Fenomena ini berdampak pada produksi ramen yang tak lagi diregangkan dengan tangan manusia, melainkan dengan mesin. Penyiapannya pun tergolong singkat, sedangkan nilai gizinya cukup baik untuk kalangan pekerja yang hanya punya sedikit waktu istirahat.
Di masa ini pula, Jepang menginvasi dan menguasai China.
Praktis, pertemuan budaya kedua bangsa, termasuk kuliner, semakin tak terelakkan.
Ramen pun makin digemari, bahkan dianggap lebih sehat ketimbang soba atau udon, dua mi tradisional Jepang, karena punya kandungan minyak, daging, dan lemak yang lebih banyak.

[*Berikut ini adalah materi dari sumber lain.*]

PR #256, opened 2015-12-03
Upgrade Symfony dependencies to 3.0

ddeboer:


composer.json
```diff
@@ -22,8 +22,8 @@
     ],
     "require": {
         "php": ">=5.4.8",
-        "symfony/event-dispatcher": "~2.3",
-        "symfony/options-resolver": "~2.3",
+        "symfony/event-dispatcher": "^2.3||^3.0",
```
ddeboer: Also switching to caret here, as it’s the [recommended operator](https://getcomposer.org/doc/articles/versions.md#caret).

dbu:
hm, looks like composer is having a hard time making sense of this. or are we doing the mistake?

ddeboer:
Ah, the problem is not our requirement format, but the fact that some Symfony 3.0 packages require 5.5.

dbu:
yeah. but do we force symfony 3 here? i think composer should realize we
are on a too old php and pick an older symfony, no?

however i am ok if we just force it to 2.8 on php 5.4

ddeboer:
For one or another reason ``prefer-lowest` only started behaving properly (installing 2.3 on PHP 5.4) when I split `before_install` off from `install`. Anyway, it works now. :wink:

dbu:
great! should we do this pull request against the 1.3 branch so that we can do a dot release that supports symfony 3? 2.0 might still take a moment until its ready for release.

ddeboer:
Or just merge this to master and cherry-pick it into the 1.3 branch?

dbu:
i'd rather do it the other way round, to avoid merge conflicts.

ddeboer:
Okay, closed this and moved to #259.

PR #257, opened 2015-12-04
Upgrade php-http integration

dbu:
trying to adjust to the current versions of php-http.

* [x] Tests fail because of problem with error response conversion
* [x] Some TODO in the code


src/ProxyClient/Http/HttpAdapterInterface.php
```diff
@@ -0,0 +1,29 @@
...
+namespace FOS\HttpCache\ProxyClient\Http;
+
+use FOS\HttpCache\Exception\ExceptionCollection;
+
+/**
+ * An adapter to work with Httplug.
+ *
+ * @author David Buchmann <mail@davidbu.ch>
+ */
+interface HttpAdapterInterface
```
dbu: not sure if we should call this adapter, but turns out we do need some layer between the proxy client and Httplug, or we would need to duplicate logic or share it in a base class.

src/Test/HttpClient/MockHttpClient.php
```diff
@@ -2,21 +2,19 @@
...
 /**
- * HTTP adapter mock
+ * HTTP client mock
  *
  * This mock is most useful in tests. It does not send requests but stores them
  * for later retrieval. Additionally, you can set an exception to test
  * exception handling.
  */
-class MockHttpAdapter implements HttpAdapter
+class MockHttpClient implements HttpClient
```
dbu: @sagikazarmark could this class go into the php-http/utils ? its a utility to mock a Httplug client for unit testing that is more convenient than prophesize and phpunit mocks.

src/ProxyClient/Http/HttpAdapterBase.php
```diff
@@ -0,0 +1,184 @@
...
+                if ($this->baseUri->getPath() !== '') {
+                    $path = $this->baseUri->getPath() . '/' . ltrim($uri->getPath(), '/');
+                    $uri = $uri->withPath($path);
+                }
+            }
+        }
+
+        // Close connections to make sure invalidation (PURGE/BAN) requests
+        // will not interfere with content (GET) requests.
+        // TODO: or is this the job of a plugin?
```
dbu: not sure if this should be here or if we should delegate this to a plugin of Httplug (but how to make sure that plugin is in the chain, just trust the user?)

src/ProxyClient/Http/HttpAsyncAdapter.php
```diff
@@ -0,0 +1,96 @@
...
+     * Wait for all promises to resolve and gather exceptions.
+     */
+    public function flush()
+    {
+        $promises = $this->promises;
+        $this->promises = [];
+        foreach ($promises as $promise) {
+            $promise->wait();
+            // TODO: gather exceptions
+            // Handle all networking errors: php-http only throws an exception
```
dbu: actually we can use a plugin in the chain to make http error responses exceptions. we probably should ask the user to do that and this will become easy.

src/Test/HttpClient/MockHttpClient.php
sagikazarmark: IIRC the plan was having a separate mock-client package for it. It could go into the utils package, but what if we end up having 2 or 3 more testing utility? Should those also go into the utils package or rather into a separate testing-utils package? #toomuchpackages

src/ProxyClient/Http/HttpAdapterBase.php
sagikazarmark: Base URI is optional in the first place, isn't it? In this case I think you can rely on the user, since it is not required.

src/ProxyClient/Http/HttpAdapterInterface.php
sagikazarmark: I agree, it should not be Http related at all. For example in FXMLRPC, http based client is just a transfer object. It could be SSH as well, but that's xmlrpc specific.

So this should be a generic interface with a naming which explains what it does (Invalidator?). The actual implementation can be Http dependent. Even if it does not make sense to invalidate without http, from an abstract point of view, it doesn't matter.

src/ProxyClient/Http/InvalidationRequest.php
```diff
@@ -21,7 +21,7 @@
 class InvalidationRequest implements RequestInterface
 {
     use RequestDecorator;
```
dbu: looks like we are missing a require statement. this would be in https://github.com/php-http/message-decorator - i guess we still want to use that, right? maybe @sagikazarmark split that up after @ddeboer built the initial version of this?

src/ProxyClient/Http/HttpAsyncAdapter.php
sagikazarmark: Yeah, could be a plugin. At least that would be the nice solution.

src/ProxyClient/Http/InvalidationRequest.php
sagikazarmark: Require what exactly? Haven't touched the decorator since June.

dbu: we don't require php-http/message-decorator explicitly, so tests fail because our request class does not respect the interface. probably some other lib previously required the decorator or something.

sagikazarmark: Ah, I see. AFAIK message decorator was never required by anything, but I could be wrong.

src/Test/HttpClient/MockHttpClient.php
ddeboer: I suggest just adding it to utils for now, and splitting it off later (in a php-http 2.0 version) if things get too messy.

sagikazarmark: :+1:

ddeboer: I’ll open a PR on utils.

sagikazarmark: :+1:

ddeboer: Should it be a client or would a plugin be better?

sagikazarmark: That's a good question, I see sense in both. @dbu ?

dbu: i would go for client, then you don't need a "real" client and its much
simpler.

doc/proxy-clients.rst
```diff
@@ -28,6 +28,8 @@ You also need a `PSR-7 message implementation`_. If you use Guzzle 6, Guzzle’s
 implementation is already included. If you use another client, install one of
 the implementations. Recommended:
 
+TODO: i think we need the matching adapter for the factory, if guzzle6-adapter is not installed
```
dbu: @ddeboer you did the first iteration of this and wrote this doc. are you sure this will work without the php-http adapter for guzzle?

src/ProxyClient/Http/HttpAdapter.php
```diff
@@ -0,0 +1,293 @@
...
+                $promises[] = $this->httpClient->sendAsyncRequest($proxyRequest);
+            }
+        }
+
+        if (count($exceptions)) {
+            throw new ExceptionCollection($exceptions);
+        }
+
+        foreach ($promises as $promise) {
+            // TODO: or will the final version of promise return the value in wait()?
```
dbu: @joelwurtz what was the decision about the promises? will we return the result from `wait()` or not? in my situation here, providing callback methods would make little sense. the only reason we use the async client is so that we can send the requests in parallel. the flush() method itself stays sync.

src/ProxyClient/Nginx.php
```diff
@@ -49,7 +49,7 @@ public function setPurgeLocation($purgeLocation = '')
     public function refresh($url, array $headers = [])
     {
         $headers = array_merge($headers, [self::HTTP_HEADER_REFRESH => '1']);
-        $this->queueRequest(self::HTTP_METHOD_REFRESH, $url, $headers);
+        $this->httpAdapter->invalidate($this->messageFactory->createRequest(self::HTTP_METHOD_REFRESH, $url, $headers));
```
dbu: looking at this, we could also keep the queueRequest to make this less verbose. wdyt @ddeboer ?

src/Test/HttpClient.php
```diff
@@ -113,7 +113,6 @@ private function createRequest($method, $uri, $headers)
         return MessageFactoryDiscovery::find()->createRequest(
             $method,
             $uri,
-            '1.1',
```
dbu: this was reordered in the factory to avoid having to specify it when setting headers.

src/ProxyClient/Http/HttpAdapter.php
sagikazarmark: I would like to make it that way, PR is being prepared.

doc/proxy-clients.rst
```diff
@@ -276,6 +285,5 @@ Varnish client::
 Make sure to add any headers that you want to ban on to your
 :doc:`proxy configuration <proxy-configuration>`.
 
-.. _header: http://php.net/header
```
dbu: i did not see this being used anywhere in the doc.

src/ProxyClient/Varnish.php
```diff
@@ -60,14 +60,17 @@ class Varnish extends AbstractProxyClient implements BanInterface, PurgeInterfac
...
+     *
+     * @param string $tagsHeader Header for tags, defaults to X-Cache-Tags
      */
     public function __construct(
         array $servers,
         $baseUri = null,
-        HttpAdapter $httpAdapter = null,
+        HttpAsyncClient $httpClient = null,
+        MessageFactory $messageFactory = null,
         $tagsHeader = 'X-Cache-Tags'
```
dbu: should we go with an options parameter for this, like in the Symfony proxy client?

dbu:
@sagikazarmark when looking at the travis fails, i think we have a problem with the guzzle6 adapter. created https://github.com/php-http/guzzle6-adapter/issues/13 to discuss that further

src/ProxyClient/Http/HttpAdapter.php
```diff
@@ -0,0 +1,293 @@
...
+    {
+        $queue = $this->queue;
+        $this->queue = [];
+        /** @var Promise[] $promises */
+        $promises = [];
+
+        $exceptions = new ExceptionCollection();
+
+        foreach ($queue as $request) {
+            foreach ($this->multiplex($request) as $proxyRequest) {
```
ddeboer: I’m not sure ‘multiplex’ is the right terminology. Perhaps what you mean is [inverse multiplexing](https://en.wikipedia.org/wiki/Inverse_multiplexing)? Unfortunately, that sounds a little convoluted, so perhaps just `fanOut()` or something would be better?

src/ProxyClient/Nginx.php
ddeboer: A `queueRequest` in the `AbstractClient` could make sense, yes.

src/ProxyClient/Varnish.php
ddeboer: And move `baseUri` into that as well?

src/Test/HttpClient/MockHttpClient.php
ddeboer: Created https://github.com/php-http/httplug/issues/89 to discuss the mock client.

src/ProxyClient/Varnish.php
dbu: we could, but baseUri is something of the base client. do we want to mix
base client options and specific options? though maybe we do want, as
its optional and one day we might find more optional things for the base
client, at which point it would become tricky with parameter order. i
would keep http client, message factory and servers out. servers because
they are required, the client and factory because they seem more than a
simple option. agreed?

src/ProxyClient/Http/HttpAdapter.php
dbu: i am fine with fanOut

src/ProxyClient/Varnish.php
ddeboer: Yes.

doc/proxy-clients.rst
ddeboer: I’m not sure I follow:`php-http/guzzle6-adapter` installation is mentioned on line 25.

dbu: yes, we say "If you use another client, install one of the implementations." - this is confusing me. you would need to install an adapter in that case, right?

src/ProxyClient/Varnish.php
dbu: fixed

doc/proxy-clients.rst
ddeboer: This section is about the message implementation: ‘You also need…’. Guzzle 6 comes with guzzlehttp/psr7. What I mean by ‘If you use another client, install one of the implementations.’ is this: if you use another HTTP client instead of Guzzle 6, you need to include a PSR-7 implementation yourself. We recommend to require guzzlehttp/psr7, but you can also use e.g. Diactoros.

However, I agree that we can improve clarity here.

dbu:
the guzzle setup has been fixed: https://github.com/php-http/guzzle6-adapter/pull/19

ddeboer:
This is green for guzzle6-adapter now. Fixing guzzle5-adapter installation in https://github.com/php-http/guzzle5-adapter/pull/9.

.travis.yml
```diff
@@ -22,8 +22,8 @@ branches:
     - '/^\d+\.\d+$/'
 
 install:
-  - if [[ "$TRAVIS_PHP_VERSION" == "5.4" || "$TRAVIS_PHP_VERSION" == "hhvm" ]]; then composer remove "php-http/guzzle6-adapter" --dev --no-update; fi
-  - if [[ "$TRAVIS_PHP_VERSION" == "5.4" || "$TRAVIS_PHP_VERSION" == "hhvm" ]]; then composer require "php-http/guzzle5-adapter" --dev --no-update; fi
+  - if [[ "$TRAVIS_PHP_VERSION" == "5.4" ]]; then composer remove "php-http/guzzle6-adapter" --dev --no-update; fi
+  - if [[ "$TRAVIS_PHP_VERSION" == "5.4" ]]; then composer require "php-http/guzzle5-adapter" --dev --no-update; fi
```
ddeboer: Guzzle 6 now correctly runs on hhvm, yay!

ddeboer:
Okay, everything is now green except PHP 5.4. This is caused by the current php-http/guzzle5-adapter not offering async. We could fix this, of course, but I’d actually opt for dropping 5.4 support: it’s been EOL for quite some time, and big ones like Symfony 3.0 don’t support it any longer either.

@dbu Do you agree?

dbu:
yup, sounds good. lets ditch 5.4 and go for 5.5. we are talking version
2.0 so lets not burden us with things that are already legacy.

composer.json
```diff
@@ -20,20 +20,22 @@
...
         "symfony/event-dispatcher": "^2.3||^3.0",
         "symfony/options-resolver": "^2.3||^3.0",
-        "psr/http-message-implementation": "~1.0",
-        "php-http/adapter-implementation": "^0.1.0",
-        "php-http/discovery": "^0.1.1",
-        "php-http/message-decorator": "^0.1.0"
+        "php-http/client-implementation": "^1.0.0",
+        "php-http/discovery": "^0.6.0",
+        "php-http/message": "^0.2.1",
+        "puli/cli": "^1.0.0-beta8"
```
ddeboer: Adding this as a dependency so php-http/discovery works out of the box.

doc/proxy-clients.rst
ddeboer: :+1:

ddeboer:
We have a green build. Scrutinizer may still be failing, but I’d like to fix that on a separate PR. Squashed commits, so this is ready for merging.

composer.json
sagikazarmark: I would rather add this as a development dependency and document that Puli is necessary. At least it seemed to me as a recommendation from Puli. Maybe @webmozart could help in in this question.

dbu: and puli is only required when not injecting a http client explicitly. maybe we should move discovery to optional. does discovery only work with puli but not require it? that would feel wrong to me.

ddeboer: @dbu Yes, Discovery should be optional with FOSHttpCache. We can make it so in two ways:

1. just move it from `require` to `suggest` and document it properly; and maybe add conditional checks around the Discovery calls in our code
2. remove all Discovery calls from our code and document that users should either pass an HTTP client explicitly or do the discovery in their own code.

Against 2 and @sagikazarmark’s idea to have users install Puli is that it becomes a lot more work for users to get started with FOSHttpCache. 

For discovery’s Puli dependency, see https://github.com/php-http/discovery/issues/36.

sagikazarmark: No, Puli is not optional. All the relevant Puli dependencies are required in the discover package. The cli is something that is up to the user: it can be installed as a phar globally in the prefix, or installed with composer in the application.

I guess there is nothing wrong in adding it as a dependency here. But I guess some time in the future having puli.phar in the users prefix will be as common as composer.

sagikazarmark: @ddeboer Usage of discovery depends on whether you want to provide zero-config usage. I think it is probably not so important in case of this library as you need some configuration apart from the client anyway.

Generally discovery should be avoided whenever possible.

composer.json
```diff
@@ -20,20 +20,22 @@
             "homepage": "https://github.com/friendsofsymfony/FOSHttpCache/contributors"
         }
     ],
+    "minimum-stability": "dev",
+    "prefer-stable": true,
     "require": {
-        "php": ">=5.4.8",
+        "php": ">=5.5.9",
```
andrerom: nitpick, but could be `^5.5.9|^7.0` to be more explicit on future versions.

composer.json
```diff
@@ -20,20 +20,22 @@
             "homepage": "https://github.com/friendsofsymfony/FOSHttpCache/contributors"
         }
     ],
+    "minimum-stability": "dev",
```
andrerom: is this needed because of puli dependency? could it be avoided by using `^1.0.0@beta` or similar?

sagikazarmark: It doesn't matter, it is not applied in packages where this is installed.

andrerom: I know, but while rather remote because of the "prefer-stable" flag, it looked like it might cause other versions to be pulled in on travis tests on this repo as opposed to what will be pulled in on project installs

sagikazarmark: > as opposed to what will be pulled in on project installs

For the time being php http packages are mostly unstable as well, so you are right, without relying on development versions, not the same packages will be installed. Wonder how we could improve that until stable versions are out.

ddeboer: This `minimum-stability` is necessary because some of the php-http packages themselves require unstable versions of other php-http packages. If your minimum-stability is stable (the default) Composer won’t find them.

When stable versions are available, they will be installed instead: see `"prefer-stable": true` one line below.

andrerom: > For the time being php http packages are mostly unstable as well,
> This minimum-stability is necessary because some of the php-http packages themselves require unstable versions of other php-http packages

Any chance those will be stable in the near future *(by the time 2.0 of FOSHttpCache is stable)*?
Otherwise might have to document which packages are unstable in order for people to specify every single one in project install to avoid having to set `minimum-stability` to dev.

sagikazarmark: Yes, that's the plan (since we are the author of php-http packages as well :smile: )

ddeboer: @andrerom Definitely. FOSHttpCache 2.0 will not ship before we can remove the `minimum-stability` flag.

composer.json
ddeboer: Good point, it seems to becoming the standard now.

composer.json
ddeboer: >  But I guess some time in the future having puli.phar in the users prefix will be as common as composer.

True, but we need to be as user/dev-friendly as possible in the meantime. :wink:

The best solution now is for us to make Discovery an optional dependency. Installing that would be easiest if Discovery required Puli.

sagikazarmark: > Installing that would be easiest if Discovery required Puli.

Not sure I understand this. Do you propose to install puli/cli in discovery? How would it be better than installing it in this package?

composer.json
andrerom: :+1:

composer.json
dbu: do usees technically need the puli cli installed in vendors? do we somehow trigger the cli? or will discovery inform the user about running puli cli when its not done?

sagikazarmark: cli is used in composer installation hook. It generates a factory class and a list of available bindings in all packages.

dbu: the composer hook is only there if explicitly added. so i guess we should not require the cli as `require` but only in `require-dev` if we use it. (all the runtime code requirements seem already there in php-http/discovery: https://github.com/php-http/discovery/blob/master/composer.json#L16)

composer.json
```diff
@@ -20,20 +20,22 @@
...
-        "php": ">=5.4.8",
+        "php": "^5.5.9||^7.0.0",
         "symfony/event-dispatcher": "^2.3||^3.0",
         "symfony/options-resolver": "^2.3||^3.0",
-        "psr/http-message-implementation": "~1.0",
-        "php-http/adapter-implementation": "^0.1.0",
-        "php-http/discovery": "^0.1.1",
-        "php-http/message-decorator": "^0.1.0"
+        "php-http/client-implementation": "^1.0.0",
+        "php-http/discovery": "^0.6.0",
```
dbu: if the discovery is not usable without running a puli cli command or adding that command to the project's post-install commands in composer, does it make sense to require the discovery at all? or should we just document how to use discovery and puli for 0-config when wanted?

composer.json
sagikazarmark: > the composer hook is only there if explicitly added

I probably used the wrong term. It runs whether you manually add it to the composer.json or not. It's probably not the same as hook is in composer terminology. That's why discovery requires the composer plugin.

Adding it to dev dependencies is wrong I think, because it has to run in production as well.

composer.json
sagikazarmark: That's what I would like to achieve: https://github.com/php-http/discovery/issues/33

composer.json
dbu: dev dependencies are dependencies we only need for developing this library, but not necessarily when using it in a project. (not really a question of dev vs production).

i am still confused:

1. can we have full 0 config with discovery (or will have soonish?). by that i mean its enough to add fos-http-cache and a HTTPlug client/adapter to my composer dependencies and discovery + puli do their stuff "magically" without my interaction? or do i need some manual step anyways?
2. if the answer to 1. is yes, do we need the puli cli for that, or is the cli for something else?

sagikazarmark: Puli CLI collects configuration (bindings, available clients in our case) from all your installed composer packages and stores them under the .puli directory. This is done during composer install normally (by the composer plugin required by discovery) or of course you can do it manually by running `puli build`.

In order to do it, puli cli must be available somewhere. Either in your prefix as an executable, or by installing the puli cli package in your project or library.

To achieve full zero config, you have two options:

1. assume puli cli is installed by the user (either the phar or the package installed in the application where this library is used)
2. Install puli cli with this library which means puli cli will be made sure to be installed. However this way you don't let the user choose the way. If the puli CLI is already available, you essentially force the user to install the dependency anyway. I don't say it is bad, but I guess it is not how puli is imagined to work. That's why I said that for the long-term puli executable can be expected to be installed by the user, but for now, we can't expect this.

dbu: so the composer plugin relies on the puli cli being either in the
vendors or installed globally?

what happens if it is not? will composer install explode, or is it
silently ignored and there are no resources? can discovery figure out
whether there are no resources because no adapter was installed or
because puli cli is missing? aka, can we properly report the problem to
the user?

sagikazarmark: When whe CLI is there it generates a class. I can't tell you what happens during composer installation if puli cli is missing, haven't tried it yet. But the discovery reports if the Puli Factory class, which is generated by the build command is missing.

ddeboer: Discovery will not work properly if puli/cli isn't installed (whether globally or in the vendors). We should solve this:

1. by making puli/cli a dependency of Discovery (for now)
2. when Puli has become more widespread, remove the dependency and note in the Discovery docs that Puli must be installed globally (as we now docs usually mention Compoer)
3. optionally, make Dependency an optional dependency of FOSHttpCache. 

I'm not sure about 3. On the one hand, it spares people the trouble of some extra deps (in particular, Puli). On the other, requiring Discovery manually is an extra step for our users, who may not really care about this HTTPlug thing as long as it works.

sagikazarmark: I also started to think that puli/cli should be a dependency of discovery, at least for now.

dbu: > I also started to think that puli/cli should be a dependency of
discovery, at least for now.

i think i understand now. thanks for the patience! agree we should depend
on it for discovery. maybe one day composer will detect a globally
installed puli cli like it detects php version and php extensions... its a
bit like with phpunit, but not only for testing. as discovery is all about
simplicity and easy first steps, lets depend on puli cli for now.

sagikazarmark: :+1:

ddeboer: @dbu No problem. :wink:

How will we then handle Discovery here?

* either we require it, no questions asked
* or we suggest it and add a note to our docs.

sagikazarmark: no questions asked :smile:

sagikazarmark: Ah, sorry, missed the question, I thought it's still discovery-puli.

dbu: imho it would make more sense if php-http/discovery would have the cli as
requirement than we have here. then discovery could be either suggestion or
require, but only one thing not two.

dbu: https://github.com/php-http/discovery/pull/39

dbu:
yay!

lets continue to tweak things, but i wanted to merge now as this PR was getting rather large

sagikazarmark:
Discovery 0.6.2 tagged

ddeboer:
:+1:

Namun, kelangkaan pangan di masa Perang Dunia II sempat memudarkan peredaran ramen, sebelum Nissin menemukan “ramen instan” pada 1958.
Baca Juga : Kisah Sedih di Balik Mie Ayam Seharga Rp2.000 yang Dijual Rika di Sragen dan Jadi Viral
Artikel ini telah tayang di Kompas.com dengan judul: "Bukan dari Jepang, Ternyata Ramen Berasal dari China"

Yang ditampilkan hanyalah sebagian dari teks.